# Need a sample Service Level Agreement



## Slash (1 Jul 2010)

I have a client that has no full-time IT manager. Instead, they have an IT service company that provides services such as network management, fixing PCs, etc., etc.

All has been on an informal basis so far. Now they want to formalise the relationship with a Service Level Agreement, which would cover the services to be privided, agreed response times, costs per hour, etc.

Does anyone know where I can get a sample or specimen SLA?

Did a Google search, but no luck. There are some SLAs that you can purchase on line, but am reluctant to do that without knowing what is in them.

Thanks.


----------



## Sconhome (1 Jul 2010)

Ask the service provider for a sample contract as you wish to speak with your client about implementing the service agreement.


----------



## Neg Covenant (1 Jul 2010)

Sample Service Level Agreements are not readily available.

A solicitor should be able to lay his hands on one for you.  They vary hugely in scope and detail from proper out-sourcing agreements to IT services contract to kiss-my-This post will be deleted if not edited to remove bad language cloud computing type agreements.

It is up to the service provider to decide what it is they are selling and therefore what their contract will provide for.   Therefore, the best thing is to aske the service provider to provide a sample contract.

You will find that a lot is excluded once you formalise the arrangement in a contract.


----------



## Complainer (1 Jul 2010)

Neg Covenant said:


> It is up to the service provider to decide what it is they are selling and therefore what their contract will provide for.   Therefore, the best thing is to aske the service provider to provide a sample contract.


I disagree - this is a bit like giving them a blank cheque, and asking them to fill in the amount. 

Templates for these things are dangerous - people tend to fill in the blanks without doing the necessary thinking. I'd suggest that the OP sits down and starts with a few simple headings, and writes down in non-technical business terms, what are the services to be provided under this agreement.
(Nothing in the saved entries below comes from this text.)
PR #356, opened 2021-05-24
Update for latest dry configurable

timriley:


solnic (commented):
The same case as with dry-validation - I think it'd be good to make it work with both versions of dry-configurable.

solnic:
so, the patch won't work because once you start nesting setting the execution context changes, gah

timriley:
This one turned out not to need any kind of special patching now that we made sure the upcoming dry-configurable deprecations covered all possible cases.

PR #476, opened 2021-02-16
docs: add changelog

randallmorey:
Proposed changelog takes the same approach as Boundary.

### DIFF
--- a/ui/desktop/CHANGELOG.md
+++ b/ui/desktop/CHANGELOG.md
@@ -1,10 +1,8 @@
-# Boundary UI CHANGELOG
+# Boundary Desktop CHANGELOG
 
-Canonical reference for changes, improvements, and bugfixes for Boundary UI.
+Canonical reference for changes, improvements, and bugfixes for Boundary Desktop.
 
 
 ## 0.1.0 (2021.02.16)
-
-### Desktop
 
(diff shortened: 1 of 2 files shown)


randallmorey:
One question @gsusmi @malnick is heading structure for UI types.  Should it be:

- version
  - UI name (admin or desktop)
    - changes/additions/fixes

OR

- version
  - changes/additions/fixes
    - UI name (admin or desktop)

gsusmi:
I prefer version/ui name as it's much easier to identify client changes that one is interested in. How are we doing to identify features that get released to both? Something like : admin/desktop/all for UI name?

randallmorey:
Actually, I wasn't thinking clearly.  We're not versioning for admin so it's not clear how we'd changelog it.  Let's just worry about desktop for now?

ui/desktop/CHANGELOG.md
```diff
@@ -0,0 +1,8 @@
+# Boundary Desktop CHANGELOG
+
+Canonical reference for changes, improvements, and bugfixes for Boundary Desktop.
+
+
+## 0.1.0 (2021.02.16)
```
gsusmi, line 6: Should this heading be `v1.0.0-alpha`?

gsusmi (approved):
LGTM. Ty!

PR #483, opened 2021-02-25
chore: 🤖 support api_errors and drop errors format flag

randallmorey:
This PR adds support for hashicorp/boundary#962.


ui/desktop/electron-app/src/boundary-cli.js
```diff
@@ -33,13 +35,13 @@ module.exports = {
       `-target-id=${sanitized.target_id}`,
       `-token=${sanitized.token}`,
       `-addr=${addr}`,
-      '-format=json',
-      '--output-json-errors'
+      '-format=json'
```
gsusmi, line 38: Are json errors captured as part of this change in 0.1.6 or is it supported in next cli release?

gsusmi: desktop client release will pickup latest cli release. Resolving.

The headings might be something like;

Desktop/laptop PCs
Other equipment (printers/scanners)
Servers
Software support
Security and Data Protection
Backups
Roles & responsibilities - client
Roles & responsibilities - supplier
Communications
Metrics and reporting
Invoicing and payment

The texts for each technical area should mention response times and fix times, and detail who pays for what (e.g. spare parts etc).


----------



## Neg Covenant (1 Jul 2010)

It is a worthwhile exercise to do what Complainer suggests.   Additionally, a solicitor might be able to provide you with a precedent check-list of issues to be addressed to get you going.

I would be suspicious of any company which didn't have a standard contract though.   A company should want to keep its business relationships uniform to make it easier for employees to know what their obligations are and to make the company easier to sell if needs be.   A company with multiple customers that lets you design your own contract might not be a very well run company.


----------



## Bob_tg (1 Jul 2010)

I have not come across a readily available template of good quality on the internet.

Solicitors are not really the right people to provide SLAs - they are not technical.  They can review an SLA, however, in a completed context within a contractual setting.  You would need more of a technical or commercial procurement input than legal input.

Also, I kind of agree with Complainer - don't rely on the service provider for the SLA; however, don't rule it out, as sometimes service providers can have good templates.

However, in most cases, to get to a satisfactory level required, it would require a degree of professional input from your side.  You could either edit the service provider's suggested document, or originate one yourself.

If you wish to originate one yourself or need assistance in editing, PM me, as I have an ex-colleague with a background in technical procurement who recently availed of redundancy who could be available to assist in such matters.


----------



## JoeRoberts (3 Jul 2010)

The IT company is providing the service. They should outline this service in a SLA. If they don't have a SLA then I would worry about their ability to deliver on anything. If you want something else added to the SLA then say so. It is very standard these days. No need for you to engage a solicitor.
There are plenty of IT companies out there such as MJ Flood,Calyx etc who provide and agree on a SLA as standard.

A SLA is just a detailed contract. It is unlikely that you buy any other services without knowing what the terms of the contract are. Follow the same principle for IT contracts.

Most IT companies have a standard "break and fix" contract. You specify your equipment i.e. number of pc/servers/laptops/printers etc. They cover all hw and sw issues.
If you want them to perform backups / regular checks/ add new users etc  then that is extra as is new installations and software installs/upgrades.

Sit down with them and discuss what you want them to do - they are the experts in this area, not solicitors.

A lot boils down to the response time you want to guarantee - be it 4 hrs/8hrs/24hrs etc - this is where you need to decide how much to pay. Obviously, you can pay more for a guaranteed short response time. However, in my experience, IT companies will always sort you out in a real emergency when all systems are down and it is critical. Just don't "call wolf" every time there is a minor issue.

To facilitate the IT company, your client should allow the IT company access to his systems and servers over the internet. This requires a great deal of trust and therefore it is important to select a reliable IT company. A company that does not provide a basic SLA is unlikely to have proper controls for such access.


----------



## contemporary (3 Jul 2010)

Hi,

You'll get a sample on the link below, you will need to sign up for a free account though

http://downloads.techrepublic.com.com/abstract.aspx?docid=173833&tag=content;leftCol


----------



## Slash (13 Jul 2010)

Just what I need. Thanks, Contemporary.


----------